TO DO: Output each line of the listing that follows, with every character kept as it is.

RECORDED INFORMATION:
Issue #1212, opened 2017-01-09
Reorganize project structure


matteblair:
Tangram-es has grown and changed over its life. Now that we have spent time working with, in, and around it, several of us on the tangram-es team have ideas of how to make the project structure more clear and useful.

Any contributors to tangram-es are free to voice ideas here for discussion!

matteblair:
A suggestion for revising the directory structure:
```
tangram-es
  - bench
    - benchmark
    - src
    - CMakeLists.txt
  - core
    - deps (external projects used in 'core')
      - alfons
      - benchmark
      - ...
    - include (all public headers for 'core')
      - tangram
        - map.h
        - platform.h
        - ...
    - src (sources and private headers for 'core')
      - (all current folders in /core/src)
      - shaders
      - map.cpp
    - CMakeLists.txt (for building libcore)
  - docs (new folder for documentation and guides)
  - platforms
    - android
      - (all current folders in /android)
      - android.cmake
    - common
      - platform_gl.h/.cpp
      - glfw
    - ios
      - (all current folders in /ios)
      - ios.cmake
      - ios.framework.cmake
      - ios.toolchain.cmake
    - linux
      - include
      - src
      - linux.cmake
    - osx
      - include
      - src
      - darwin.cmake (rename to osx.cmake?)
    - rpi
      - include
      - src
      - raspberrypi.cmake
    - tizen
      - include
      - src
      - tizen.cmake
      - tizen.toolchain.cmake
  - scenes
  - scripts
  - tests
  - CMakeLists.txt (delegates to core and platform cmake scripts)
  - README, Makefile, etc.
```
If anything about this is not obvious, let me know and I'll add detail

karimnaaji:
I think it's in pretty good shape already! The one part that I would suggest modifying in this structure is:

```
  - core
    - 3rdparty/deps (external projects used in 'core')
      - alfons
      - benchmark
      - ...
      + Header only libraries (if not already assumed to be there)
    - include (all public headers for 'core')
      - map.h
    - src (sources and private headers for 'core')
      - (all current folders in /core/src)
      - shaders
      - map.cpp
```
I think it's possible to only provide a single header `map.h` that would make it much easier to distribute the library as a single shared/static file + this single header.

I like the name deps but I think that `3rdparty` is a good alternative too.

[...]

PR #1213, opened 2017-01-09
Changed CMake Variable to access through "add_subdirectory"

MyZeD:
Tested and works through add_subdirectory and native with cmake


karimnaaji:
Hey @MyZeD , thanks for your addition! We can considerate your contribution and cherry-pick your commit when addressing this issue https://github.com/tangrams/tangram-es/issues/1212 where we will make sure the build system works nicely when used a submodule.

MyZeD:
Okay, thanks

Issue #1147, opened 2016-12-06
Can't create iOS Archives when using Tangram-es binary framework because of bitcode weirdness


msmollin:
Went through testing Xcode's archive generation (which is how most independent developers generate their IPAs to distribute) and I get this error:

EXERCISE RESPONSE:
Issue #1212, opened 2017-01-09
Reorganize project structure


matteblair:
Tangram-es has grown and changed over its life. Now that we have spent time working with, in, and around it, several of us on the tangram-es team have ideas of how to make the project structure more clear and useful.

Any contributors to tangram-es are free to voice ideas here for discussion!

matteblair:
A suggestion for revising the directory structure:
```
tangram-es
  - bench
    - benchmark
    - src
    - CMakeLists.txt
  - core
    - deps (external projects used in 'core')
      - alfons
      - benchmark
      - ...
    - include (all public headers for 'core')
      - tangram
        - map.h
        - platform.h
        - ...
    - src (sources and private headers for 'core')
      - (all current folders in /core/src)
      - shaders
      - map.cpp
    - CMakeLists.txt (for building libcore)
  - docs (new folder for documentation and guides)
  - platforms
    - android
      - (all current folders in /android)
      - android.cmake
    - common
      - platform_gl.h/.cpp
      - glfw
    - ios
      - (all current folders in /ios)
      - ios.cmake
      - ios.framework.cmake
      - ios.toolchain.cmake
    - linux
      - include
      - src
      - linux.cmake
    - osx
      - include
      - src
      - darwin.cmake (rename to osx.cmake?)
    - rpi
      - include
      - src
      - raspberrypi.cmake
    - tizen
      - include
      - src
      - tizen.cmake
      - tizen.toolchain.cmake
  - scenes
  - scripts
  - tests
  - CMakeLists.txt (delegates to core and platform cmake scripts)
  - README, Makefile, etc.
```
If anything about this is not obvious, let me know and I'll add detail

karimnaaji:
I think it's in pretty good shape already! The one part that I would suggest modifying in this structure is:

```
  - core
    - 3rdparty/deps (external projects used in 'core')
      - alfons
      - benchmark
      - ...
      + Header only libraries (if not already assumed to be there)
    - include (all public headers for 'core')
      - map.h
    - src (sources and private headers for 'core')
      - (all current folders in /core/src)
      - shaders
      - map.cpp
```
I think it's possible to only provide a single header `map.h` that would make it much easier to distribute the library as a single shared/static file + this single header.

I like the name deps but I think that `3rdparty` is a good alternative too.

[...]

PR #1213, opened 2017-01-09
Changed CMake Variable to access through "add_subdirectory"

MyZeD:
Tested and works through add_subdirectory and native with cmake


karimnaaji:
Hey @MyZeD , thanks for your addition! We can considerate your contribution and cherry-pick your commit when addressing this issue https://github.com/tangrams/tangram-es/issues/1212 where we will make sure the build system works nicely when used a submodule.

MyZeD:
Okay, thanks

Issue #1147, opened 2016-12-06
Can't create iOS Archives when using Tangram-es binary framework because of bitcode weirdness


msmollin:
Went through testing Xcode's archive generation (which is how most independent developers generate their IPAs to distribute) and I get this error:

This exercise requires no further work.